On exerce ce métier en intérieur, sur des chantiers de second œuvre : immeubles de bureaux, sièges d'entreprise, hôtels, écoles, hôpitaux, salles de congrès, showrooms. Le travail est physique — port de charges, manutention de panneaux de verre, travail en hauteur sur escabeau, échafaudage roulant ou nacelle, gestes répétitifs de vissage et postures parfois contraignantes. Les déplacements sont quotidiens : on part de l'atelier ou du dépôt le matin, souvent en camionnette, pour rejoindre un chantier qui peut être à plusieurs dizaines de kilomètres, voire en grand déplacement sur plusieurs jours. Les horaires sont ceux du bâtiment, mais quand on intervient dans des locaux occupés, il faut parfois travailler tôt le matin, en soirée ou le week-end pour ne pas gêner l'activité de l'entreprise cliente. La sécurité est un réflexe permanent : EPI, gants anti-coupure pour le verre, règles de manutention et de travail en hauteur.
On entre souvent dans le métier avec un CAP du bâtiment, de la menuiserie ou de l'agencement, et beaucoup d'entreprises forment aussi des débutants en interne sur leurs propres systèmes de cloisons. Avec quelques années d'expérience, on devient poseur confirmé sur les produits complexes (cloisons vitrées toute hauteur, murs mobiles acoustiques, verrières intérieures), puis chef d'équipe, chef de chantier ou conducteur de travaux avec une formation complémentaire. D'autres voies s'ouvrent : métreur ou technicien bureau d'études chez un fabricant de cloisons, technico-commercial (on connaît le produit mieux que personne), technicien SAV, ou formateur. La création de sa propre entreprise de pose est fréquente dans ce secteur, où la demande d'aménagement et de réaménagement des espaces tertiaires est constante. Les passerelles vers la menuiserie aluminium, la pose de façades vitrées ou l'agencement intérieur sont naturelles.
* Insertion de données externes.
PR #5415, opened 2018-10-19
removed @Override from prefersHomeIndicatorAutoHidden

ryanastout:
I got a compilation error when making a local maven package. The error was 
[ERROR] bootstrap class path not set in conjunction with -source 1.6
[ERROR] libgdx/backends/gdx-backend-moe/src/com/badlogic/gdx/backends/iosmoe/IOSUIViewController.java:[111,1] error: method does not override or implement a method from a supertype

### DIFF
--- a/backends/gdx-backend-moe/src/com/badlogic/gdx/backends/iosmoe/IOSUIViewController.java
+++ b/backends/gdx-backend-moe/src/com/badlogic/gdx/backends/iosmoe/IOSUIViewController.java
@@ -108,7 +108,6 @@ class IOSUIViewController extends GLKViewController {
 		return !app.config.statusBarVisible;
 	}
 	
-	@Override
 	public boolean prefersHomeIndicatorAutoHidden() {
 		return app.config.hideHomeIndicator;
 	}


obigu:
The problem is sue to https://github.com/libgdx/libgdx/pull/5413, that method is apparently not bound on Moe

Tienisto:
It seems that your MOE library is outdated.
When I build a new project with the gdx-setup.jar the method is actually there:

`@Generated
	@Selector("prefersHomeIndicatorAutoHidden")
	public native boolean prefersHomeIndicatorAutoHidden();`

The last commit of this class was on Sep 27, 2017:
https://github.com/multi-os-engine/moe-core/blob/moe-master/moe.apple/moe.platform.ios/src/main/java/apple/uikit/UIViewController.java

ryanastout:
I ran ./gradlew fetchNatives and then did mvn install and that's where I saw this compilation error. Is there another step necessary in order to build the local maven package?

ryanastout:
abandoning in favor of https://github.com/libgdx/libgdx/pull/5416

PR #5416, opened 2018-10-19
updated the moe-core.jar and moe-ios.jar files

ryanastout:
https://github.com/libgdx/libgdx/pull/5413 overrides a function which was added in a later version than the current version of these jar files. This update allows to build a maven package locally from source. 

To create these files, I ran the current version of gdx-setup.jar and included Ios-moe. The two jar files included here were downloaded to my local machine by that set up process. I copied the files to  backends/gdx-backend-moe/libs and created this pull request. 

I tested building a local maven package and the compilation error was fixed.


Tienisto:
This is actually a long overdue, (As you said) the gdx-setup.jar already download those jar files, so it should not break anything.

PR #5420, opened 2018-10-23
Added check for nullValue in JsonValue for primitive types

Kromzem:
Getting primitive type from JsonValue leads to exceptions if the given value is 'null'. 
Getting a String has a check for nullType and returning a default value instead. This check is missing for the primitive types (boolean, int, ...)
With this addition all request for values with default values should behave same.


EtK2000:
As much as I agree with not throwing an exception, a null value for a primitive is incorrect.
I haven't actually looking at the JSON standard, but I'd assume it isn't allowed.

That being said, I still think this should be accepted.

Darkyenus:
JSON does not specify any schema/typing, so "a null value for a primitive is incorrect" doesn't make sense. The "schema and types" are enforced only at deserialization time, so this change seems sensible, especially when precedented by `getString`.

Issue #5385, opened 2018-09-29
Vector2.angleRad(Vector2) returns angle toward -y (instead of toward +y)


jcornaz:
#### Issue details
Documentation of `Vector2.angleRad(Vector2)` states:
> return the angle in radians of this vector (point) relative to the given vector. Angles are towards the positive y-axis. (typically counter-clockwise.)

So based on this statement `Vector2.Y.angleRad(Vector2.X)` should return `Math.PI / 2`.
But it returns `-Math.PI / 2`

#### Reproduction steps/code
```java
System.out.println(Vector2.Y.angleRad(Vector2.X)) // prints "-1.5707964" (which is wrong)

// not passing the argument works as expected
System.out.println(Vector2.Y.angleRad()) // prints "1.5707964" (which is correct)
```

#### Version of LibGDX and/or relevant dependencies
1.9.8

#### Please select the affected platforms
Should not be platform related. This is only math. But I observed the problem on Windows.

obigu:
It is actually correct, maybe the wording of the docs could be improved.

Basically the key point here is that order matters.
With an Y positive coordinate system, this method will return the counter clock-wise angle between the current Vector and the reference (argument) Vector. 

If you calculate the counter-clock angle between (0, 1) and (1, 0) you should get 270º which is what
`System.out.println(Vector2.Y.angleRad(Vector2.X))` returns.

On the other hand
`System.out.println(Vector2.X.angleRad(Vector2.Y))` returns 90º (in radians) as expected.

jcornaz:
>It is actually correct, maybe the wording of the docs could be improved.

Sorry I don't understand. How can `Vector2.Y.angleRad(Vector2.X))` returns a different value than `Vector2.Y.angleRad()`?

jcornaz:
By the way, as a side question, may I ask what is the rationale behind the fact that `angle` returns value between `0` and `360` while `angleRad` returns values between `-Math.PI` and `Math.PI`?

Why not return values between `-180` and `180` for `angle` for instance? It would be more consistent and simpler if `angle(x)` would always be equal to `angleRad(x) * MathUtils.radiansToDegrees`.

obigu:
I do agree that the docs can be improved because "relative to" may be misleading. Using your definitions, `Vector2.angleRad(Vector2 argument)`  returns the angle considering the current Vector is the reference. 
So, in your specific example, 
[...]

PR #5428, opened 2018-10-26
Fix #5388. Made Vector2 angle methods consistent

### LINKED ISSUE #5388: Make Vector2.angle and Vector2.angleRad consistent
### Current situation
* `Vector2.angle()` returns values between `[0, 360]`
* `Vector2.angle(Vector2)` returns values between `[-180, 180]` 
* `Vector2.angleRad()` returns values between `[-Math.PI, Math.PI]`
* `Vector2.angleRad(Vector2)` returns values between `[-Math.PI, Math.PI]`

There's two inconsistencies here.
1. Result range: Why only one of these function returns always positive values, while the 3 others don't?
2. Naming: Why some function are named with the angle unit, and not the others?

### Proposition:
1. Add `angleDeg()` and `angleDeg(Vetor2)` functions returning *both* values between `[-180, +180]`
2. Deprecate `angle()` and `angle(Vector2)` functions

This would make usage of angles in radians and degrees more consistent. Conversions would also be easier, since multiplying by `MathUtils.degreeToRadians` or `MathUtils.radiansToDegree` would always be enough.

### Reproduction steps/code

This:
```java
System.out.println(new Vector.2(0f, -1f).angleDeg()); // -90
System.out.println(new Vector.2(0f, -1f).angleRad()); // -Math.PI / 2
```

Would be preferable to:
```java
System.out.println(new Vector.2(0f, -1f).angle()); // 270
System.out.println(new Vector.2(0f, -1f).angleRad()); // -Math.PI / 2
```

### Version of LibGDX and/or relevant dependencies
1.9.8

### Please select the affected platforms
Platform is irrelevant here. This is math.

obigu:
Fix #5388 and #5385.

This PR contains two different changes to Vector2 angle methods:
1. Fixed `angle(Vector2)` and `angleRad(Vector2)` to return counter-clockwise angles as specified in their javadocs.
2. Made `angle(Vector2)` consistent to `angle()` to return values in the [0, 360) range.


obigu:
Well, there are 2 different points on the PR.

Point **1.** is a matter of fixing a wrong implementation which I think comes as top priority over backwards compatibility (otherwise the only alternative solution is to change the javadocs to reflect what it actually does, mark it as deprecated and create a new one that is consistent with the rest of methods which are counter-clockwise). Or do we just ignore it's wrong?

Regarding **2.** it does break backwards compatibility and it may be argued that for not a good enough reason, but not "heavily". There will be some cases in which it does break something but it won't in the majority of cases as angles are usually dealt with no matter the range. 

**If the PR is not being merged due to point **2.** I'm happy to remove it and keep only **1.****

ShibaBandit:
I would recommend just clarifying JavaDocs to the actual behavior.

obigu:
> I would recommend just clarifying JavaDocs to the actual behavior.

I assume you've read https://github.com/libgdx/libgdx/issues/5388. 

If we **just** change the javadocs (and do not deprecate tham and create new consistent ones) we would be validating/embracing a bad API and giving up on improving it. 

Both approaches (breaking backwards compatibility or deprecation) are valid and acceptable depending on the case, taking shortcuts isn't.

crykn:
Hm, my two cents on this issue: I thinks, in general, it makes sense to fix to fix these inconsistencies. However, to make it more obvious that something changed with the angle methods, I vote for renaming them to angleDeg(), as suggested in one of the initial issues. This way, the overall naming is more consistent and only `angleRad(Vector2)` returns different values than before.

obigu:
I think it's a good suggestion @crykn. By renaming them to `angleDeg`, not only we "force" the users to look for the new method in CHANGES but we also make the name more meaningful (I've found myself checking in docs if `angle()` returned `deg` or `rad` more than once). I'll update the PR.

Darkyenus:
How about keeping the old methods and deprecating them for a few versions (then delete)? The price is very low and it would be a good opportunity to update the javadocs of the old methods to mention that the replacements have a different behavior.

yuripourre:
@Darkyenus now that libgdx is going to have more frequent releases sounds a very good idea, indeed.

obigu:
@crykn @Darkyenus I've added new methods with "deg" suffix, deprecated the old ones and added javadocs were required. To make it consistent I've done it for all methods (not only `angle()` and `angle(Vector2)`. The only backwards compatibility change affects `angleRad(Vector2)` (which should not be a very commonly used method) and CHANGES have been updated to mention it especifically.

crykn (approved):
I don't think deprecating `rotate90 (int dir)` is needed, but I don't mind.

obigu:
> I don't think deprecating `rotate90 (int dir)` is needed, but I don't mind.

It's just an unnecessary method

Darkyenus:
I am also against deprecating `rotate90`. While it is a functional subset, it is computationally more efficient, and, more importantly, 100% precise.

obigu:
I don't agree with your point, I don't think it makes sense to accept this extra computational cost and lack of precision for any other rotation except for 90º (if that's critical for an app it should implement higher precision logic on their end). But from the thumbs up votes I guess most of you are in favout of keeping it so I go with the majority.

My question before making the change is, if this method is useful for the API, shall we create the Radians version (that rotates PI/2) for consistency?

Darkyenus:
Why break existing code over something that works well? I would keep the name as it is, 90 in context of rotations is self explanatory.

obigu:
Requested change made

gdx/src/com/badlogic/gdx/math/Vector2.java
```diff
@@ -385,6 +415,22 @@ public Vector2 rotateRad (float radians) {
 		return this;
 	}
 
+	/** Rotates the Vector2 by the given angle around reference vector, counter-clockwise assuming the y-axis points up.
```
mgsx-dev, line 418: could you please don't change methods order, it messing the diff and history, it looks like you added a new method rotateAround instead of modifying it.

gdx/src/com/badlogic/gdx/math/Vector2.java
```diff
@@ -316,19 +316,40 @@ public float crs (float x, float y) {
 		return this.x * y - this.y * x;
 	}
 
+
```
mgsx-dev, line 319: you can remove empty line (or use formater on modified blocs)

mgsx-dev (changes requested):

gdx/src/com/badlogic/gdx/math/Vector2.java
obigu: thanks, missed that one. Unfortunately using formatter is still not an option, last time I ran it on modified code I had to change it all over again due to format differences between IDEs/formatters.

gdx/src/com/badlogic/gdx/math/Vector2.java
obigu: the change of order on `rotateAround` was deliberate to try to keep the 3 versions of each method together for clarity but that's ok, I'll revert.

mgsx-dev (approved):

C'est un métier de niche mais qui recrute. La filière menuiserie aluminium et cloisons représente environ 60 000 salariés en France et fait partie des secteurs identifiés en tension : le SNFA s'est associé à France Travail pour faire connaître ces métiers et faciliter les recrutements, et c'est dans ce cadre qu'a été créée la fiche ROME F1615, dédiée au poseur de cloisons démontables et mobiles. La demande est portée par l'aménagement et le réaménagement permanent des espaces tertiaires : flex office, création de salles de réunion et de bulles acoustiques, cloisons vitrées pour faire entrer la lumière, déménagements d'entreprise. Comme les cloisons sont démontables, chaque changement d'organisation génère un nouveau chantier. Les employeurs sont les entreprises de pose et d'agencement, les fabricants de cloisons qui disposent de leurs propres équipes, les menuiseries aluminium et les entreprises générales de second œuvre. Beaucoup acceptent de former des débutants motivés en interne, y compris sans diplôme du bâtiment. Les contrats sont majoritairement des CDI, avec un recours fréquent à l'intérim pour les pics d'activité.